Concludo: in una delle mie classi, ci sono anche un paio di alunni dislessici che però hanno anche altri problemi, e i cui genitori "vogliono" che vengano aiutati dal docente di sostegno di turno ma "non vogliono" chiedere per loro il sostegno!! Che dire ....

Il collega di sostegno non è nuovo, anzi è di ruolo in quella scuola da parecchio. Se mai, sono io quella nuova perchè supplente. Comunque parliamo di una prima, quindi il nuovo è in realtà per tutti.
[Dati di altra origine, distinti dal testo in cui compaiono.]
PR #10458, opened 2024-03-14
add opt. service deps, opt-in services to test selection

alexrashed:
## Motivation
Now that we have the selective test execution for opt-in services introduced in https://github.com/localstack/localstack/pull/10301, we can onboard additional services to the test selection.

Vorrei parlarne, soprattutto per il bene dei due ragazzi dsa che non hanno il sostegno, ma non so come senza interferire o senza urtarlo... io insegno lettere, li vedo 10 ore alla settimana, ormai conosco i limiti e i punti di forza dei ragazzini in difficoltà, e così sicuramente anche lui... diciamo che il mio primo post è nato per sfogo dopo quella giornata in cui lui stava lì senza il ragazzino certificato e gli altri due erano come sempre alle prese con le loro disgrafie etc... e a me dispiaceva, innervosiva anche, che il collega di sostegno non si offrisse per qualche aiuto ai due... Per quanto riguarda i genitori, non li ho ancora conosciuti, boh... ma non ho saputo niente di pressioni pro-contro il sostegno...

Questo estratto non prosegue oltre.